Article Preview
Top1 Introduction
With the rapid development of Internet communication technology, people get a lot of multimedia information on the Internet every day. Digital audio, as an essential information carrier, occupies a large part of the multimedia content shared and transmitted on the Internet. The emergence of many audio editing software makes the editing operation of digital audio very convenient, and the malicious editing and application of audio by some criminals may lead to some serious consequences (Qamhan et al., 2021). Therefore, there is a growing need for effective editing detection methods, especially when audio is used as an evidence in courtroom trials and in political campaigns or commercial applications.
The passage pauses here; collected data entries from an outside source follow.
PR #2686, opened 2023-12-18
Add guest sessions

yscik:

* Add a `Guest_User` class to manage creation and lookup of guest users
* Add `Guest_Session` to 'log in' guest users

Works like this:

`Guest_User( $id/$email )->create_token()`
- Creates a token — this joins together the guest user id and their access token into an URL token so it's just one thing. 

*[ link with token gets sent out, user clicks it ]*

`Guest_Session::get_current_guest()`:
- Checks if there is a token in the URL or in a cookie
- Verifies the token, sets the guest user if it checks out
- Sets a cookie if it's a new session
- Returns the guest user object

Cookie is the same as the URL token, which keeps things simple.

### Testing Instructions

* See 420-gh-Automattic/wpjm-addons for the whole flow

### Release Notes

* Add support for user sessions without a full account

----

| Plugin build for c1bac6971c264d913e6f8516a0ebe013d83c3638 <a href="#"></a> |
| 📦 [Download plugin zip](https://wpjobmanager.com/wp-content/uploads/2023/12/wp-job-manager-zip-2686-c1bac697.zip)                       |
| ▶️ [Open in playground](https://wpjobmanager.com/playground/?core=2023/12/2686-c1bac697)             |

### DIFF
--- a/assets/css/ui.notice.scss
+++ b/assets/css/ui.notice.scss
@@ -8,7 +8,7 @@
 	border: var(--jm-ui-border-size) solid var(--jm-ui-border-light);
 	background: var(--jm-ui-background-color, transparent);
 	color: var(--jm-ui-text-color, inherit);
-	padding: var(--jm-ui-space-m);
+	padding: var(--jm-ui-space-m) var(--jm-ui-space-ml);
 	display: flex;
 	flex-direction: column;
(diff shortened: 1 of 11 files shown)


gikaragia (approved):
Looks great!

There are two kinds of tamper detection methods for digital audio (Zakariah et al., 2018). One is the active detection method, which requires embedding watermark and signature in audio in advance to realize audio protection and detection. The other is the passive detection method, which does not need to embed additional information in advance and directly uses standard features contained in digital audio to perform tamper detection.
In recent years, there have been many studies on passive detection of audio tampering. The audio features used by these passive detection methods include audio statistical features such as voice pitch and formant (Chen et al., 2016; Xie et al., 2018; Yan et al., 2019a), Recording Device Information(Zeng et al., 2020; Zeng et al., 2021), Speaker information(Wang et al., 2020; Wang et al., 2021; Zeng et al., 2018), background noise (Pan et al., 2012) and Electronic Network Frequency (ENF) (Grigoras, 2005; Hua et al., 2016; Rodríguez et al., 2010). ENF is the power line transmission frequency (50 or 60HZ), and ENF is embedded in the audio in the form of buzzing when it is recorded (Hajj-Ahmad et al., 2018). According to the random fluctuation of ENF around the nominal frequency (50 or 60HZ) (Cooper, 2009), audio forensics can be conducted, including timestamp verification (Hua, 2018; Hua et al., 2014), content tampering detection (Esquef et al., 2014; Rodríguez et al., 2010), recording position positioning (Yao et al., 2017; Zheng et al., 2017).